PR #41612, opened 2025-02-28
docs: group generated tag test options with headings

jar-b:
### Description

As tag test generation has expanded across the provider, the number of parameters which can be passed to the tags test annotation has grown significantly. Given the number of options, the contributor documentation on this section has become difficult to read in its entirety. This change bundles the various parameters into related groups and adds headings to break up the available options into smaller standalone sections.

### References
- https://hashicorp.github.io/terraform-provider-aws/resource-tagging/#controlling-test-generation


ewbankkit (approved):
LGTM :rocket:.

PR #259, opened 2026-06-04
fix: use utc timestamps for mqtt

### LINKED ISSUE #258: fix: use UTC-aware timestamps in mqtt_uploader.py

• • •

WHAT THE TASK ASKS:
Report only how many lines in the listing contain the string "opened".

SOLUTION FOR THIS PROBLEM:
2